◆ **Description of the task**
What lines in the material hold the string "identical"? Return every one of them.

╔══

PR #515, opened 2022-11-25
Fix workflow for Kotlin DSL capturing samples

erichaagdev:
I noticed the new workflow to verify the capturing samples using the Kotlin DSL subproject was referencing a `build.gradle` file instead of `build.gradle.kts`. It was also using Groovy DSL (`apply from: ...`) instead of Kotlin DSL (`apply(from = ...)`) to apply the capturing script.

I also update the steps to use the `working-directory` property to make it consistent with the surrounding steps.

### DIFF
--- a/.github/workflows/gradle-data-capturing-samples-verification.yml
+++ b/.github/workflows/gradle-data-capturing-samples-verification.yml
@@ -40,18 +40,20 @@ jobs:
       - name: Set up Gradle
         uses: gradle/gradle-build-action@v2
       - name: Inject data capture script into Gradle build using Groovy DSL
+        working-directory: common-gradle-enterprise-gradle-configuration-groovy
         run: |
           # apply sample file
-          echo "apply from: file(\"../build-data-capturing-gradle-samples/${{matrix.sample-file}}\")" >> common-gradle-enterprise-gradle-configuration-groovy/build.gradle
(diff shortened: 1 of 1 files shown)


runningcode (approved):
nice catch!

i'm wondering how this passed if that file does not exist.

cdsap (approved):

erichaagdev:
Good question.

Here is [a Build Scan comparison](https://ge.solutions-team.gradle.com/c/nu7ttq7dvmjfs/xhhjmjnyov2nm/custom-values?display-identical#ge-gradle-plugin-version-2) between `groovy` and `kotlin` for a build without these changes. 

In both builds, you can see the Gradle Enterprise plugin version did apply, so the verification did "work". However, the `kotlin` DSL run executed using the `build.gradle` file, not the `build.gradle.kts` file.

erichaagdev:
For completeness, here is [a Build Scan comparison](https://ge.solutions-team.gradle.com/c/n6nh6j3plb5le/2hetdf2qb5jd6/custom-values?display-identical#ge-gradle-plugin-version-2) between two builds with these changes which shows the `kotlin` DSL file is being properly updated.

runningcode:
Ah, i see now, the groovy projected was being executed and not the kotlin one as well! Thanks for fixing that!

╚══

◆ **Answer to this problem**
Here is [a Build Scan comparison](https://ge.solutions-team.gradle.com/c/nu7ttq7dvmjfs/xhhjmjnyov2nm/custom-values?display-identical#ge-gradle-plugin-version-2) between `groovy` and `kotlin` for a build without these changes. 
For completeness, here is [a Build Scan comparison](https://ge.solutions-team.gradle.com/c/n6nh6j3plb5le/2hetdf2qb5jd6/custom-values?display-identical#ge-gradle-plugin-version-2) between two builds with these changes which shows the `kotlin` DSL file is being properly updated.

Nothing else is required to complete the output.